We have no strong evidence that they coexisted in the same time and the same region. Especially in the period when Neandertals were extinct 40-45 ka. They were found in the same area in Middle East, but in previous times (60-80 ka). On the other side a ecological competition in which Homo sapiens advance into Europe and Neandertals went back must not be discarded.


Did Homo sapiens drive Neanderthals to extinction?

Maxime ROTIVAL has answered Likely

An expert from Pasteur Institute in Genetics, Immunology, Genomics

The long posited scenario of an extinction driven by war and competition between humans and Neanderthals becomes less likely as evidence accumulates suggesting that Neanderthals were complex beings and had extensive cultural exchanges with modern humans.

Yet, Homo sapiens had probably an important part in the extinction of Neanderthals, albeit indirectly, and unwillingly. The most likely is that modern humans precipitated the extinction of Neanderthals by competing for the same food sources (Timmerman, Quaternary sciene Reviews, 2020), promoting the arrival of new pathogens into the Neanderthal population (GreenBaum, Nat comms, 2019) and assimilating the remaining Neanderthals (Sankararaman, Science, 2014).

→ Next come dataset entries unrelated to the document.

PR #2067, opened 2019-02-22
Use bitswap sessions for block fetching

whyrusleeping:
did some refactoring and cleanup on the chain sync/store code to make it use bitswap sessions.

As currently written in master, we request every block from every person we are connected to, resulting in an obscene amount of bandwidth overhead. We need to fix that ASAP.

This PR improves it a bit, further improvements may be needed.

### DIFF
--- a/chain/default_store.go
+++ b/chain/default_store.go
@@ -9,10 +9,8 @@ import (
 	"gx/ipfs/QmNf3wujpV2Y7Lnj2hy2UrmuX8bhMDStRHbnSLh7Ypf36h/go-hamt-ipld"
 	"gx/ipfs/QmR8BauakNcBa3RbE4nbQu76PDiJgoQgz8AJdhJuiU4TAw/go-cid"
 	bstore "gx/ipfs/QmRu7tiRnFk9mMPpVECQTBQJqXtmG132jJxA1w9A7TtpBz/go-ipfs-blockstore"
-	"gx/ipfs/QmSz8kAe2JCKp2dWSG8gHSWnwSmne8YfRXTeK5HBmc9L7t/go-ipfs-exchange-offline"
 	"gx/ipfs/QmUadX5EcvrBmxAV9sE7wUWtWSqxns5K84qKJBixmcT1w9/go-datastore"
 	"gx/ipfs/QmVmDhyTTUcQXFD1rRQ64fGLMSAoaQvNH3hwuaCFAPq2hy/errors"
-	bserv "gx/ipfs/QmZsGVGCqMCNzHLNMB6q4F6yyvomqf1VxwhJwSfgo1NGaF/go-blockservice"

Indeed, there is now widely accepted evidence of geographical and temporal overlap of humans and Neanderthals (Hublin, Nature, 2020), and of multiple events of admixture between these species (Wolf, PloS genetics, 2018). During these encounters humans and Neanderthals also likely exchanged pathogens, similar to what happened with Europeans settlers and native americans in the 16th century. We know that modern humans were genetically more diverse than Neanderthal at the time of their encounters (Juric et al, PloS genetics, 2016), which could have led them to adapt better to the newly encountered pathogens, whereas the pathogens they carried would have generated a steep decline of neanderthal populations (GreenBaum, Nat comms, 2019).

However, prior to their extinction, Neanderthals admixed with modern humans with genetic studies estimating that ~2% of DNA from present-day non-African populations is of Neanderthal origin (Petr, PNAS, 2018). Thus, in a way one could says that Neanderthals were never truly extinct they are just a part of our ancestors.


Did Homo sapiens drive Neanderthals to extinction?

Mayowa Adegboyega has answered Unlikely

An expert from University of California, Davis in Biological Anthropology, Osteology, Palaeoanthropology, Anthropology

Neanderthals were a species of archaic humans who lived across Eurasia from about 400,000 to 40,000 years ago. They most likely went extinct due to climatic change, disease, malnutrition, or a combination of these factors. 

Neanderthals lived during the temperate MIS 5e and the cold and arid MIS4. Their extinction coincides with a period of intense cold and dry climate causing their preferred forest landscape to give way to steppeland. This climate change may have depopulated several regions of Neanderthals, like previous cold spikes, but these areas were instead repopulated by immigrating Homo sapiens. The changes in climate and the introduction of Homo sapiens on the landscape led to even more competition for food and other resources like clothing and shelter which would have made them vulnerable to extinction.

Another factor in their demise was their already small population size. Neanderthals lived in more sparsely distributed groups of about 10 to 30 individuals, much smaller than contemporaneous Homo sapiens groups. This would have made it easier for disease, malnutrition or others factors to wipe out entire Neanderthal populations easily.

Homo sapiens arriving in Eurasia also arrived with a more sophisticated and varied technological industry. Though Neanderthals developed many sophisticated tools themselves, the modern human suite of tools was would have allowed them more control over the environment leading anthropologists to believe that Neanderthals were simply outcompeted by Homo sapiens.